Ocean Inlet Park is about to undergo renovations from two Palm Beach County construction projects, raising concerns about noise and congestion over the next few months at the county-operated park.  
The first project, a modernization of the aging marina, was supposed to start in May but is now expected to begin in a few weeks, Ocean Ridge building official Durrani Guy told the Town Commission on Nov. 1. 
Around the same time, heavy equipment is expected to arrive for the other project, the initial phase of a jack and bore project to reroute the inlet dredging pipeline to the south end of the park under State Road A1A. 
Both projects “are going to make a gigantic construction mess, which we can’t do anything about,’’ Commissioner Steve Coz said.

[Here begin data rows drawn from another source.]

PR #2637, opened 2026-06-10
optimize checkArnMatch: equality fast-path and memoized matchers

delthas:
`checkArnMatch` built six `RegExp` objects per call (regex-escape + compile for the relative-id and each of the five ARN segments), for every (request context × policy statement × Resource entry). A V8 profile of Vault under warm authorization load showed this as the worker's dominant CPU cost (`StringPrototypeReplace` + `RegExpConstructor` + `StringPrototypeSplit` under `evaluatePolicy`, plus the resulting GC churn).

Three commits:
1. **Equality fast-path** — a wildcard-free portion translates to a fully-escaped, anchored regExp, so testing it is equivalent to string equality: compare those portions directly and only build a `RegExp` for portions containing `*`, `?` or `${`.
2. **Matcher memoization** — compiled matchers are pure functions of `(caseSensitive, policyArn)`; cache them in a 10000-entry `LRUCache`. No invalidation needed; the LRU cap bounds the cardinality introduced by policy-variable substitution; a miss costs what every call cost before.
3. **Dead-code removal** — `checkArnMatch` was the only caller of `handleWildcardInResource`, which now calls `handleWildcards` per-portion. The helper is unused across arsenal and its consumers (Vault, CloudServer), so it is removed rather than left as a dead public export.

Behavior-preserving: verified by differential testing against the previous implementation over a matrix of literal/wildcard patterns, case-insensitive mode, policy-variable literals (`${*}`), empty-account service ARNs, and malformed ARNs — zero differences. Measured on a 1000-account Vault authz benchmark (warm, drift-controlled A→B→A): **+18–19% throughput, p95 −16%**.

Issue: ARSN-590

### DIFF
--- a/lib/policyEvaluator/utils/checkArnMatch.ts
+++ b/lib/policyEvaluator/utils/checkArnMatch.ts
@@ -21,27 +21,25 @@ export default function checkArnMatch(
     // object name in S3)
     // Join on ":" in case there were ":" in the relativeID at the end
     // of the arn
-    const policyRelativeId = caseSensitive ? regExofArn.slice(5).join(':') :
-        regExofArn.slice(5).join(':').toLowerCase();
+    const policyRelativeId = caseSensitive
+        ? regExofArn.slice(5).join(':')
+        : regExofArn.slice(5).join(':').toLowerCase();
     const policyRelativeIdRegEx = new RegExp(policyRelativeId);
     // Check to see if the relative-id matches first since most likely
     // to diverge.  If not a match, the resource is not applicable so return
     // false
-    if (!policyRelativeIdRegEx.test(caseSensitive ?
-        requestRelativeId : requestRelativeId.toLowerCase())) {
+    if (!policyRelativeIdRegEx.test(caseSensitive ? requestRelativeId : requestRelativeId.toLowerCase())) {
         return false;
     }
     // Check the other parts of the ARN to make sure they match.  If not,
     // return false.
     for (let j = 0; j < 5; j++) {
         const segmentRegEx = new RegExp(regExofArn[j]);
-        const requestSegment = caseSensitive ? requestArnArr[j] :
-            requestArnArr[j].toLowerCase();
+        const requestSegment = caseSensitive ? requestArnArr[j] : requestArnArr[j].toLowerCase();
         const policyArnArr = policyArn.split(':');
         // We want to allow an empty account ID for utapi and SUR service ARNs to not
         // break compatibility.
-        if (j === 4 && policyArnAllowedEmptyAccountId.includes(policyArnArr[2])
-            && policyArnArr[4] === '') {
+        if (j === 4 && policyArnAllowedEmptyAccountId.includes(policyArnArr[2]) && policyArnArr[4] === '') {
             continue;
         } else if (!segmentRegEx.test(requestSegment)) {
             return false;
--- a/lib/policyEvaluator/utils/checkArnMatch.ts
+++ b/lib/policyEvaluator/utils/checkArnMatch.ts
@@ -1,5 +1,12 @@
+import LRUCache from '../../algos/cache/LRUCache';
 import { handleWildcards } from './wildcards';
 import { policyArnAllowedEmptyAccountId } from '../../constants';
+
+// Compiled matchers are pure functions of (policyArn, caseSensitive), so the
+// cache needs no invalidation; the LRU cap bounds the cardinality introduced
+// by policy-variable substitution (per-request values in the policy arn).
+const ARN_MATCHER_CACHE_ENTRIES = 10000;
+const arnMatcherCache = new LRUCache(ARN_MATCHER_CACHE_ENTRIES);
 
 // A wildcard-free portion translates to a fully-escaped, anchored regExp,
 // so testing it is equivalent to comparing for string equality: keep the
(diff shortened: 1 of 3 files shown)


SylvainSenechal (approved):
Looks solid

lib/policyEvaluator/utils/checkArnMatch.ts
```diff
@@ -1,5 +1,66 @@
...
+type PortionMatcher = { literal: string } | { regExp: RegExp };
+
+type ArnMatcher = {
+    relativeId: PortionMatcher;
+    segments: PortionMatcher[];
+    skipAccountIdCheck: boolean;
+};
+
+function hasWildcards(portion: string): boolean {
+    return portion.includes('*') || portion.includes('?') || portion.includes('${');
```
francoisferrand: nit: since we are talking efficiency, calling `includes()` 3 times is intrinsically not very efficient (in C, this would be easy to fix, not sure in JS...)

lib/policyEvaluator/utils/checkArnMatch.ts
```diff
@@ -1,5 +1,66 @@
...
+    const segments: PortionMatcher[] = [];
+    for (let j = 0; j < 5; j++) {
+        const portion = policyArnArr[j];
+        if (portion !== undefined && !hasWildcards(portion)) {
+            segments.push({ literal: portion });
+        } else {
+            segments.push({
+                regExp: new RegExp(portion && handleWildcards(portion)),
+            });
+        }
```
francoisferrand: nit: keep a single segments.push, either with extra variable or ternary operator?

(tempting to do the same both `relativeId` above, but the "nested" ternary operator may make it harder to swallow...)

lib/policyEvaluator/utils/checkArnMatch.ts
```diff
@@ -1,5 +1,66 @@
-import { handleWildcardInResource } from './wildcards';
+import LRUCache from '../../algos/cache/LRUCache';
+import { handleWildcards } from './wildcards';
 import { policyArnAllowedEmptyAccountId } from '../../constants';
+
+// Compiled matchers are pure functions of (policyArn, caseSensitive), so the
+// cache needs no invalidation; the LRU cap bounds the cardinality introduced
+// by policy-variable substitution (per-request values in the policy arn).
+const ARN_MATCHER_CACHE_ENTRIES = 10000;
+const arnMatcherCache = new LRUCache(ARN_MATCHER_CACHE_ENTRIES);
```
francoisferrand, line 9: how much memory are we talking here?

lib/policyEvaluator/utils/checkArnMatch.ts
```diff
@@ -1,5 +1,66 @@
...
+    // of the arn
+    let relativeId: PortionMatcher;
+    if (policyArnArr.length === 6 && !hasWildcards(policyArnArr[5])) {
+        relativeId = {
+            literal: caseSensitive ? policyArnArr[5] : policyArnArr[5].toLowerCase(),
+        };
+    } else {
+        const source = policyArnArr.slice(5).map(handleWildcards).join(':');
+        relativeId = {
+            regExp: new RegExp(caseSensitive ? source : source.toLowerCase()),
```
francoisferrand, line 45: nit: wildcard match is relatively simple -much more than "general" regex. So I wonder if there would not be a deeper optimization where we use a simpler/faster engine....

(also, may be better to build a more "complex" expression to match the whole arn, instead of doing all the splitting/part-by-part matching/... in JS : like use `[^:]*` for wildcard instead of `.*`)

francoisferrand (approved):

lib/policyEvaluator/utils/checkArnMatch.ts
delthas: Good call — replaced the three `includes()` with a single module-level `RegExp` (`/[*?]|\$\{/`) compiled once at load (no `g` flag, so `.test()` is stateless and safe to reuse), one scan instead of three. Done in 224e9bf4.

Worth noting it only runs on a cache *miss* (the compiled matcher is memoized), so it's off the warm path either way — but the single-regex form reads better regardless.

lib/policyEvaluator/utils/checkArnMatch.ts
delthas: Done in 224e9bf4 — collapsed into a single `segments.push()` with a ternary.

Agreed on leaving `relativeId` as the explicit `if/else`: its regExp branch joins `slice(5)` and applies the case-folding only on that side, so a ternary there would be exactly the nested/hard-to-read kind you flagged.

lib/policyEvaluator/utils/checkArnMatch.ts
delthas: Measured the steady-state ceiling at the 10000-entry cap (filling the cache with distinct policy ARNs, `heapUsed` before/after, `--expose-gc`):

- **literal ARNs** (the common case, all-`{literal}` matchers, 0 RegExp): **~8 MB** (~843 B/entry)
- **worst case** (every portion a wildcard → up to 6 compiled RegExps/entry): **~21 MB** (~2.2 KB/entry)

So it's a bounded one-time ceiling (LRU evicts beyond 10k), realistically single-digit MB in production where ARNs are mostly literal. I left the cap at 10000 and kept it out of a code comment per the latest review; happy to lower it (e.g. 2000 → ~1.7–4 MB) or expose it as configurable if the worst case is a concern for a given deployment.

lib/policyEvaluator/utils/checkArnMatch.ts
delthas: I explored this — the short version is there's no easy win left, because the cost you're intuiting (regExp *compilation*) is already eliminated:

- the matcher is memoized, so each pattern compiles **once**, not per call;
- wildcard-free portions skip regExp entirely (string `===`), ~15× faster than `.test()`.

For the remaining wildcard portions, a *compiled* `RegExp.test` is already as fast as hand-rolled string matching on the warm path (micro-bench, ns/op):

| op | ns/op |
|---|---|
| `RegExp.test` `prefix*` (compiled once) | 50.4 |
| `startsWith` `prefix*` | 49.5 |
| `===` literal | 3.2 |

On the single whole-ARN regex with `[^:]*`: it would replace ~6 cheap ops with one (~15 ns saved, on wildcard ARNs only), but it needs *different* wildcard semantics per part — `[^:]*` for segments 0–4 but `.*` for the relative-id, where `*` legitimately spans `:` today, likely a marginal gain for a larger change. Preferring to keep this aside for now.

PR #2638, opened 2026-06-10
fix matching of resource ARNs whose relative-id contains a colon

delthas:
A policy `Resource` ARN whose relative-id contains `':'` (legal in S3 object keys, e.g. `bucket/data:2024/report.csv`) never matched any request — not even a byte-identical ARN. `checkArnMatch` anchors each `':'`-split portion individually (`^…$`) and then re-joins the relative-id portions, producing an unsatisfiable pattern like `^bucket/data$:^2024/….$` (`$` = end-of-input, so a required `':'` after it can never match). The request side already re-joins split portions correctly; only the policy side was broken.

Fix: wildcard-translate the **joined** relative-id as one unit, yielding a single anchored pattern. Six-portion ARNs compile to byte-identical patterns — no behavior change for them (all pre-existing tests pass unchanged); ARNs with fewer than six portions keep their previous behavior.

⚠ **Behavior change**: policy statements on colon-containing resources that were silently dead start applying after upgrade — `Allow` statements start granting (as their authors intended) and `Deny` statements start denying (they previously failed open).

Issue: ARSN-591

### DIFF
--- a/lib/policyEvaluator/utils/checkArnMatch.ts
+++ b/lib/policyEvaluator/utils/checkArnMatch.ts
@@ -40,7 +40,9 @@ function compileArnMatcher(policyArn: string, caseSensitive: boolean): ArnMatche
             literal: caseSensitive ? policyArnArr[5] : policyArnArr[5].toLowerCase(),
         };
     } else {
-        const source = policyArnArr.slice(5).map(handleWildcards).join(':');
+        // Translate the joined relative-id as one anchored unit so an embedded
+        // ':' (legal in S3 keys) matches; <6-portion ARNs have none, match any.
+        const source = policyArnArr.length >= 6 ? handleWildcards(policyArnArr.slice(5).join(':')) : '';
         relativeId = {
             regExp: new RegExp(caseSensitive ? source : source.toLowerCase()),
         };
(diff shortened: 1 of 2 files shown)


lib/policyEvaluator/utils/wildcards.ts
```diff
@@ -43,13 +41,20 @@ export const handleWildcards = (string: string) => {
...
+    // Wildcards do NOT span segments of the ARN (separated by ":")
 
     // Example: all elements in specific bucket:
     // "Resource": "arn:aws:s3:::my_corporate_bucket/*"
     // ARN format:
     // arn:partition:service:region:namespace:relative-id
     const arnArr = arn.split(':');
-    return arnArr.map(portion => handleWildcards(portion));
+    // The first five portions are the fixed ARN segments. The relative-id
+    // (everything past the fifth ':') may itself contain ':' and is
```
SylvainSenechal: nit: as you wrote a comment, could indicate why it may contain ":"

SylvainSenechal (approved):
nice catch, hopefully we don't get RDs with client suddenly having issues with their policies 🌚

lib/policyEvaluator/utils/wildcards.ts
delthas: Done — noted that S3 object keys may legally contain ':' (53bafdca)

benzekrimaha (approved):

PR #2639, opened 2026-06-11
feat(ARSN-592): expose manual instrumentation API in lib/tracing

delthas:
## Summary

Adds `startApiSpan(action)` to `lib/tracing` alongside the existing `instrumentApiMethod` — a manual-lifecycle helper for consumers whose dispatch site owns the span start + end points directly.

```ts
export interface ApiSpan {
    end(err?: any): void;
    withContext<T>(fn: () => T): T;
}

export function startApiSpan(action: string): ApiSpan;
```

- Span name `api.<action>` (same `SPAN_PREFIX` as `instrumentApiMethod`).
- `end(err?)` reuses the existing exported `endSpan(span, err?)` so the `recordException` + status + `error.type` ceremony stays in one place. Same err-as-optional convention.
- `withContext(fn)` runs `fn` with the span set on the active context so child auto-spans (mongo, ioredis, http) nest underneath.
- OTEL-off: returns a no-op object — no `@opentelemetry/api` load.

## Motivation

[VAULT-708](https://scality.atlassian.net/browse/VAULT-708) consumes the tracing module via vault PR [#203](https://github.com/scality/vault2/pull/203). Reviewer feedback ([thread](https://github.com/scality/vault2/pull/203#discussion_r3387477976)) pointed out that `instrumentApiMethod`'s wrap-once-at-module-load shape — natural for cloudserver's flat \`api[name]=handler\` table — forces vault to add a per-Route wrap cache + a static-this \`.bind\` dance + a new lazy method on Route just to amortize a wrap on a single centralized dispatch site (\`Router._startRequest\`). \`startApiSpan\` lets vault call the helper inline at the dispatch site instead, no caching layer needed.

Both APIs produce the same span output and share the underlying \`endSpan\` ceremony; the choice is stylistic at the consumer.

## Tests

5 new unit tests in \`tests/unit/tracing/instrumentation.spec.js\` (13 total in the file):

- \`end()\` on success → span ends with status OK
- \`end(err)\` → span ends with status ERROR + \`error.type\` from \`err.code\`
- \`withContext(fn)\` sets the started span as the active context inside \`fn\` (asserted by running inside an outer span and checking the active span flips correctly before / inside / after)
- \`withContext(fn)\` returns the value \`fn\` returns
- OTEL-off returns a no-op object — \`end()\`, \`end(err)\`, \`withContext\` all safe

## Related

- Parent: ARSN-586 — the original tracing module ([#2632](https://github.com/scality/Arsenal/pull/2632))
- Consumer: VAULT-708 / scality/vault2#203

Issue: ARSN-592

[VAULT-708]: https://scality.atlassian.net/browse/VAULT-708?atlOrigin=eyJpIjoiNWRkNTljNzYxNjVmNDY3MDlhMDU5Y2ZhYzA5YTRkZjUiLCJwIjoiZ2l0aHViLWNvbS1KU1cifQ

### DIFF
--- a/lib/tracing/instrumentation.ts
+++ b/lib/tracing/instrumentation.ts
@@ -119,3 +119,31 @@ export function instrumentApiMethod<T extends (...args: any[]) => any>(apiMethod
         return instrumentAsyncHandler(this, apiMethod, spanName, args);
     } as T;
 }
+
+// Manual span lifecycle for consumers whose dispatch owns the start + end sites
+// directly (e.g. a centralized Router method). Prefer `instrumentApiMethod` for
+// flat dispatch tables where wrap-once-at-module-load fits naturally.
+export interface ApiSpan {
+    // `end()` marks the span OK; `end(err)` marks it ERROR + records the
+    // exception (same err-as-optional shape as `endSpan` above).
+    end(err?: any): void;
+    // Runs `fn` with the span set as the active context so child auto-spans
+    // (mongo, ioredis, http) nest underneath.
+    withContext<T>(fn: () => T): T;
+}
+
+export function startApiSpan(action: string): ApiSpan {
+    if (!isEnabled()) {
+        return {
+            end: () => {},
+            withContext: fn => fn(),
+        };
+    }
+    const { trace, context, SpanKind } = getApi();
+    const span = getTracer().startSpan(`${SPAN_PREFIX}${action}`, { kind: SpanKind.INTERNAL });
+    const ctx = trace.setSpan(context.active(), span);
+    return {
+        end: err => endSpan(span, err),
+        withContext: fn => context.with(ctx, fn),
+    };
+}
--- a/lib/tracing/index.ts
+++ b/lib/tracing/index.ts
@@ -1,7 +1,8 @@
 import * as bootstrap from './bootstrap';
 
 export { makeHttpInstrumentationConfig } from './httpHooks';
-export { instrumentApiMethod, endSpan } from './instrumentation';
+export { instrumentApiMethod, endSpan, startApiSpan } from './instrumentation';
+export type { ApiSpan } from './instrumentation';
 export type { InitOptions } from './bootstrap';
 export * as kafka from './kafkaTraceContext';
 
--- a/package.json
+++ b/package.json
@@ -3,7 +3,7 @@
     "engines": {
         "node": ">=20"
     },
-    "version": "8.4.7",
+    "version": "8.4.8",
     "config": {
         "mongodbMemoryServer": {
             "version": "8.0.23"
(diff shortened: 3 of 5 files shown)


lib/tracing/instrumentation.ts
```diff
@@ -119,3 +119,48 @@ export function instrumentApiMethod<T extends (...args: any[]) => any>(apiMethod
...
+//     it surfaces, rather than calling `cb` a second time.
+export function withApiSpan(
+    action: string,
+    work: (done: (err: any, ...results: any[]) => void) => void,
+    cb: (err: any, ...results: any[]) => void,
+): void {
+    if (!isEnabled()) {
+        work(cb);
+        return;
+    }
```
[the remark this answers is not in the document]
delthas: Resolved by removing the catch from both paths instead. After reviewing francois's feedback on vault PR #203 in aggregate, the right move was to revert `withApiSpan` (which added more abstraction) back to `startApiSpan` (minimal lifecycle helper that consumers wrap explicitly). Both OTEL-on and OTEL-off return a span-like object; neither catches sync throws. The asymmetry you flagged is now gone because there's no catch anywhere — any sync throw from a consumer's work bubbles up consistently regardless of OTEL state. Consumers whose handlers are strictly callback-based (the vault convention) write `span.end(err)` inline in their callback.

lib/tracing/instrumentation.ts
```diff
@@ -119,3 +119,33 @@ export function instrumentApiMethod<T extends (...args: any[]) => any>(apiMethod
...
+    end(err?: any): void;
+    // Runs `fn` with the span set as the active context so child auto-spans
+    // (mongo, ioredis, http) nest underneath.
+    withContext<T>(fn: () => T): T;
+}
+
+const NO_OP_API_SPAN: ApiSpan = {
+    end: () => {},
+    withContext: fn => fn(),
+};
```
francoisferrand: nit: may be more readable to inline this "const" inside `startApiSpan`? Otherwise please find a better name (sequence of short capital abreviations is really hard to read...)

francoisferrand (approved):

lib/tracing/instrumentation.ts
delthas: Done in `15cd5805` — inlined the no-op object directly into the `!isEnabled()` branch of `startApiSpan` and dropped the `NO_OP_API_SPAN` const, so the awkward name is gone entirely.

DarkIsDude (approved):

DarkIsDude:
PS: codecov is not happy when it should. The code is very simple to test 🙏

delthas:
> PS: codecov is not happy when it should. The code is very simple to test 🙏

codecov patch is happy. It's just that the overall project score went below 75% earlier so all PRs have this. :stuck_out_tongue:  Still, added an additional test.

PR #2640, opened 2026-06-11
ARSN-594: guarantee a single callback in RESTClient

tcarmet:
RESTClient's request methods have two independent completion paths - the response handler and the request 'error' handler - with no guard between them, so a socket error arriving after the response was received invokes the callback a second time. When the file data backend (DataFileInterface) is consumed by retrieveData, that double invocation reaches the async.eachSeries iteration callback and throws "Callback was already called", surfacing as an uncaughtException that crashes the server process on a mid-stream client disconnect. This was reproduced in cloudserver's file-ft-tests.

This guarantees each RESTClient method's callback fires at most once, mirroring the guarantee sproxydclient already provides at its request layer. A unit test reproduces the response-then-socket-error double call.

A broader data-layer backstop - enforcing the single-callback contract once at the DataWrapper.get boundary so every consumer and any future backend is covered by a single guard - is tracked separately in ARSN-595.

### DIFF
--- a/lib/network/rest/RESTClient.ts
+++ b/lib/network/rest/RESTClient.ts
@@ -6,6 +6,7 @@ import * as utils from './utils';
 import errors, { ArsenalError } from '../../errors';
 import { http as HttpAgent } from 'httpagent';
 import * as stream from 'stream';
+import { once } from '../../jsutil';
 
 function setRequestUids(reqHeaders: http.IncomingHttpHeaders, reqUids: string) {
     // inhibit 'assignment to property of function parameter' -
@@ -160,6 +161,9 @@ export default class RESTClient {
         reqUids: string,
         callback: (error: Error | null, key?: string) => void,
     ) {
+        // Guarantee a single callback invocation across the response and
+        // request 'error' paths (see get()).
+        const cbOnce = once(callback);
         const log = this.createLogger(reqUids);
         const headers = {};
         setRequestUids(headers, reqUids);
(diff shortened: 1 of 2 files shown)


dvasilas (approved):
You also need a version bump?

BourgoisMickael (approved):

lib/s3routes/routesUtils.ts
```diff
@@ -429,61 +429,68 @@ export function retrieveData(
...
-                    log.error('failed to get object', {
-                        error: err,
-                        method: 'retrieveData',
+        (current, next) => {
+            // create the once() wrapper at iteration scope: the data layer
+            // may invoke its callback more than once on connection teardown
+            // races, and a per-invocation wrapper would let `next` be called
+            // twice, crashing the process through async's double-callback
+            // detection
+            const cbOnce = jsutil.once(next);
```
jonathan-gramain: Shouldn't we fix the data layer itself to guarantee exactly one callback invocation there? Looking at sproxydclient `_createRequest` method, it seems it was updated to avoid double-callback invocation already in https://github.com/scality/sproxydclient/commit/1c21c1a991f8b362c1b645aac9ccd01590d47b59, so in principle it shouldn't be necessary to add higher-level handling of this unless the fix is incomplete.

tcarmet: you're right sproxydclient is properly fixed and will not face this issue, the problem lies with the file backend on the `file-ft-tests` in cloudserver which uses DataFileInterface in arsenal, so I'm working on applying a similar fix there as well and reviewing if I should remove the guard from here or if there's a more global location to add it.

tcarmet: Ended up fixing it in RESTClient only (the file backend's client, mirroring sproxydclient's guard), and dropped the higher-level retrieveData guard. Tracked the broader DataWrapper.get backstop as ARSN-595 in case we decide to go for it later.

lib/network/rest/RESTClient.ts
```diff
@@ -160,6 +161,9 @@ export default class RESTClient {
         reqUids: string,
         callback: (error: Error | null, key?: string) => void,
     ) {
+        // Guarantee a single callback invocation across the response and
+        // request 'error' paths (see get()).
+        const cb = once(callback);
```
jonathan-gramain: Typically named `cbOnce` to mark the fact that it's wrapped hence may be called multiple times.

jonathan-gramain (approved):

lib/network/rest/RESTClient.ts
tcarmet: Done - renamed to `cbOnce` across all four methods.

Guy said the actual jack and bore process, starting from the west side of A1A, is scheduled to begin Jan. 4 and should last about a week. After a steel casing is installed under the road, the dredging pipe will be laid along a more direct route from the dredge areas west of the marina to the beach along the ocean. 
The previous route, on the north end, disrupted park operations and beach access during periodic dredge operations because the pipeline was exposed in the parking lot, along the jetty and on the beach.
Town Manager Tracey Stevens said in her report Nov. 1 that the pipeline project should be done by March and will allow for more efficient dredging of the sand trap at the South Lake Worth Inlet, commonly known as the Boynton Inlet. It is typically dredged every six to eight years to remove sand accumulation captured by the inlet system. 
“This new pipe route will be much safer for beach, boat and park users during future dredging events, in addition to shortening the pipe distance to the ultimate sand placement area in the Ocean Ridge Shore Protection Project area,’’ she said. 
The marina project, which will be done in three phases, could last several years. 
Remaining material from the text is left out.